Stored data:
PR #355, opened 2025-02-27
Update colocboost_pipline.R

xueweic:
Fixed several bugs with the current pipeline. This analysis code works most cases. Please review and merge it.


xueweic:
adding computing time saving

xueweic:
fixed bug for removing all events based on events rules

== Exercise aim ==
Every piece of the data is to be set down again exactly.

== Expected answer ==
PR #355, opened 2025-02-27
Update colocboost_pipline.R

xueweic:
Fixed several bugs with the current pipeline. This analysis code works most cases. Please review and merge it.


xueweic:
adding computing time saving

xueweic:
fixed bug for removing all events based on events rules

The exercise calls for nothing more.